— Your assignment —
Entries follow. Return each line that contains the word "autopkglib".

— Dataset records —

::::::::::

PR #148, opened 2015-02-10
Stdize catching on Exception  to allow KeyboardInterrupt through.

sheagcraig:
`except BaseException:` and a bare `except:` catch `KeyboardInterrupt`. The changes below replace processors with either of these except clauses with `except Exception` to standardize the handling of CTRL-C/`KeyboardInterrupt`. This is meant to complement work done in autopkg/autopkg#147, allowing CTRL-C to halt execution no matter what.

Also, pymode caught a blank space at the end of a line in `InstallFromDMG.py`

### DIFF
--- a/CHANGELOG.md
+++ b/CHANGELOG.md
@@ -1,3 +1,5 @@
+### 0.4.3 (Unreleased)
+
 ### 0.4.2 (December 12, 2014)
 
 ADDITIONS:
--- a/Code/autopkglib/AppDmgVersioner.py
+++ b/Code/autopkglib/AppDmgVersioner.py
@@ -92,10 +92,10 @@ class AppDmgVersioner(DmgMounter):
             try:
                 self.env["bundleid"] = info["CFBundleIdentifier"]
                 self.env["version"] = info["CFBundleShortVersionString"]
-                self.output("BundleID: %s" % self.env["bundleid"])
-                self.output("Version: %s" % self.env["version"])
-            except Exception as err:
+            except KeyError as err:
                 raise ProcessorError(err)
+            self.output("BundleID: %s" % self.env["bundleid"])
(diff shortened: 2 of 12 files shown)


gregneagle:
PyLint complains a lot if you try to catch the "too-general" exception "Exception". I obviously misunderstood the documentation on Python exceptions I read a while back when I changed all these to BaseException -- that's even more general.

I'd propose using "StandardError". According to here: https://docs.python.org/2/library/exceptions.html

exception StandardError
The base class for all built-in exceptions except StopIteration, GeneratorExit, KeyboardInterrupt and SystemExit. StandardError itself is derived from Exception.

This seems general enough to catch most exceptions without blocking KeyboardInterrupt. We'd need to test to see if PyLint complains.

timsutton:
I'd propose the same - I don't think if we've ever had a case of any of the Warning subclasses being raised (see the table at the bottom of that link from the Py docs).

gregneagle:
Sure, but it leaves out all of the non-built-in exceptions that inherit from Exception...

sheagcraig:
Going through just AppDmgVersioner, I discovered several things that are beyond the scope of this PR. Should I start making a bunch of independent PR's?
- Switch plist handling code out for FoundationPlist import
- Add plist_version_key input variable to match Versioner.
- Exception handling limited to KeyError in relevant section.

timsutton:
Agreed those are outside the scope. If you want to open more separate PRs for those that's fine, but we should probably deal with the main issue first.

sheagcraig:
Okay-went through and chose more appropriate and more narrow exceptions for all of the processors which were doing ```except BaseException:```.

sheagcraig:
Just reviewing everything I have open.
This now has conflicts; but more importantly, do I need to break these into per-processor PRs?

::::::::::

— Finished exercise —
--- a/Code/autopkglib/AppDmgVersioner.py
+++ b/Code/autopkglib/AppDmgVersioner.py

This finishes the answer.